Part of the middle class thus sees its living conditions deteriorate, while the upper part consolidates. The first is typically made up of “households paid at the minimum wage, who live in peri-urban areas and are precarious by part-time work which makes them invisible in the statistics, based on full-time equivalents”, describes Camille Peugny. Added to this is a part of the public service, impoverished by years of non-indexation of salaries.
These households must “give up going to Leclerc to go to Lidl”, describes Jérôme Fourquet, which feeds a feeling of downgrading. Because the middle class is also “a status sold in advertising, integrated by individuals themselves as the union minimum”, he explains. No longer being able to offer Nutella or Nike sneakers to your children becomes a suffering, as certain brands have an “iconic power”. This population “hunts for promotions, it’s the economy of resourcefulness, scratch games and autoentrepreneurs,” he continues. It is also a delight for revolving credit companies – whose outstandings have exploded since the 1990s.
Picture of the escalator
At the ballot box, this erosion fuels a feeling of “paying for everyone”, as sociologist Olivier Schwartz has described it, and in the first place of paying for the poorest, the “assisted”. “This encourages abstention and the vote of resentment, extreme, as one goes down the scale of income or diplomas”, observes Camille Peugny.

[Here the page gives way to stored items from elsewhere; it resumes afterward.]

Issue #790, opened 2026-08-11
Store prompts with chat threads so audits show the AI's exact instructions


nicolearagao:
### What problem does this solve?

Audit transcripts (#745) include every persisted message, but the system prompt and tool-internal prompts are never stored. They live in code, are rebuilt on every turn (`agent.generate_system_prompt`, prepended in `_messages_for_llm`), and can change mid-conversation (`refresh_system_prompt`). A transcript shows what the AI said, but not what it was told to do at the time. Prompts change with releases, so for an old conversation there is no way to reconstruct the instructions behind a response. This is the main gap in the audit record, documented as a known limit in docs/wiki/audit-transcripts.md and in the decisions comment on #745.

### What would you like to see?

Persist prompts alongside the thread so the audit export is a full record:

- Capture the rendered system prompt at the moment it is used: on a thread's first turn, and again whenever it is regenerated after `refresh_system_prompt`. Tool-internal prompts (thread-description prompt, QueryDocument's prompt) are candidates too.
- Prompts repeat heavily across turns and threads. Store deduplicated artifacts (content hash to prompt text) and reference the artifact from the thread or message, instead of copying the full text into every row.
- Surface them in the #745 exports: the JSON download includes the prompt text or references; the Markdown transcript shows the prompt where it first applies and wherever it changes.
- Retention follows the thread: prompt references die with the thread under the existing audit window; shared artifacts are garbage-collected when nothing references them.

Open questions for the story:
- Storage shape: hidden/meta ChatMessage rows vs a separate prompt-artifact model.
- Whether to also record the deployed code version (git SHA) per turn as a cheaper complement.

nicolearagao:
Design decided (Slack, 2026-08-12, with @Mitch and @Nathan Dahlberg). This settles the two open questions in the description.

Storage shape: a separate model, not hidden/meta ChatMessage rows. One row per distinct instruction state, holding the rendered system prompt text, the serialized tool schemas, and a content hash of both together. The row is exactly what we sent the model.

Linking: ChatMessage gets a foreign key to that row. Every message points at the state in force when it was produced, so a mid-thread refresh_system_prompt is recorded with no extra work. This is better than referencing from the thread, which cannot show per-message changes.

Dedup: get_or_create on the content hash. This dedups across all threads, not only inside one. It also handles the case where a refresh regenerates an identical prompt, which can happen because check_weather sets refresh_system_prompt=True. Query cost per turn is the same as comparing against the previous message.

[...]

PR #811, opened 2026-08-19
Record deployed git SHA per assistant turn

### LINKED ISSUE #801: Record the deployed git SHA per assistant turn so old chats can be reconstituted

Audit transcripts (#745) show what the AI said, but not what it was told to do. The system prompt and tool-internal prompts are rebuilt from code on every turn and are never stored, so once a release changes the prompts, the instructions behind an old conversation can't be reconstructed. This is documented as the main gap in the audit record (docs/wiki/audit-transcripts.md).

Storing full prompt texts as deduplicated artifacts is the long-term fix, tracked in #790. We agreed that is post-pilot work. For September we need a cheaper way to reconstitute a chat if an audit requires it.

Phase 1 of #790: record the deployed git SHA with each assistant turn.

- Expose the running commit to Django (for example a GIT_SHA env var baked into the image at build time; "unknown" as the local-dev fallback).
- Stamp the SHA on each assistant message (or on the thread, re-stamped when the value changes, since a deploy can happen mid-conversation).
- Surface it in the #745 exports: JSON includes the SHA per turn; the Markdown transcript shows it once at the start and again wherever it changes.
- Document the reconstitution procedure in docs/wiki/audit-transcripts.md: check out the SHA, read the prompt layers under litigant_portal/prompts/, and combine with the transcript.

Known limit to state in the docs: the SHA reconstructs the code-side prompt layers only. Prompt content that comes from the database (Site admin config, corpus edits) is not versioned by the SHA. If any of that materially shapes the prompt, note it in the reconstitution doc; fully solving it is #790's job.

Out of scope (stays in #790): storing rendered prompt texts, deduplicated prompt artifacts, retention/garbage collection of prompt records.

_No response_

nicolearagao:
## What changed

Phase 1 of #790: stamps the deployed commit SHA on every chat message so an old conversation can be reconstituted against the exact code that produced it, without storing full prompt text.

- `settings.GIT_SHA` reads the `GIT_SHA` env var (default `"unknown"` for local dev); wired into the Dockerfile build arg, `make build-image`, and the QA deploy workflow.
- `ChatMessage.git_sha` is stamped from `settings.GIT_SHA` in `chat_message_create`, so every message (not just assistant turns) carries the SHA of the code that produced it — including across a mid-conversation deploy.
- The audit exports (#745) surface it: JSON carries `git_sha` per message; Markdown shows it once in the header and flags a `**Deployed SHA changed to ...**` line wherever it changes.
- `docs/wiki/audit-transcripts.md` documents the reconstitution procedure — check out the SHA, then read the actual live prompt sources (`BASE_PROMPT` in `agents/assistant.py` and tool prompts like `agents/tools/query_document.py`), not the dormant `litigant_portal/prompts/` scaffolding — plus the known limit that database-sourced prompt content isn't covered by the SHA.

Closes #801

## What changed

Phase 1 of #790: stamps the deployed commit SHA on every chat message so an old conversation can be reconstituted against the exact code that produced it, without storing full prompt text.

- `settings.GIT_SHA` reads the `GIT_SHA` env var (default `"unknown"` for local dev); wired into the Dockerfile build arg, `make build-image`, and the QA deploy workflow.
- `ChatMessage.git_sha` is stamped from `settings.GIT_SHA` in `chat_message_create`, so every message (not just assistant turns) carries the SHA of the code that produced it — including across a mid-conversation deploy.
- The audit exports (#745) surface it: JSON carries `git_sha` per message; Markdown shows it once in the header and flags a `**Deployed SHA changed to ...**` line wherever it changes.
- `docs/wiki/audit-transcripts.md` documents the reconstitution procedure — check out the SHA, then read the actual live prompt sources (`BASE_PROMPT` in `agents/assistant.py` and tool prompts like `agents/tools/query_document.py`), not the dormant `litigant_portal/prompts/` scaffolding — plus the known limit that database-sourced prompt content isn't covered by the SHA.

Closes #801

## Test plan

- [x] Manual: ran a chat turn locally, confirmed `git_sha` on the created rows and on both transcript downloads (`unknown`, as expected with no `GIT_SHA` set in dev)
- [x] Manual: built the image with `--build-arg GIT_SHA=<sha>` and confirmed it lands as an env var in the container

---


nadahlberg (approved):
LGTM. Hoping we never have to use this 😬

Another part of the middle classes manages to maintain its positions, “at the cost of a significant mobilization”, he specifies. It is the one that has benefited the most from the democratization of education and the social ascent of the last thirty years: 55% of children whose father worked in an intermediate profession had graduated from higher education in 2009, compared to 24% in 1984. An increase faster than for workers’ children. She votes more willingly for Emmanuel Macron when she is an employee of the private sector, and more willingly for Jean-Luc Mélenchon when she works in the public sector.
This image of the escalator thanks to which children could live better than their parents, the middle classes are very sensitive to it. It finds its source in part in a mythology of the “glorious thirties” according to which the tertiarization of the economy was going to allow a general aspiration towards the top of the social structure. In fact, “as soon as growth slowed down, inequalities reappeared,” says Camille Peugny. The middle classes are not disappearing. But they must learn to live in a world of lower growth.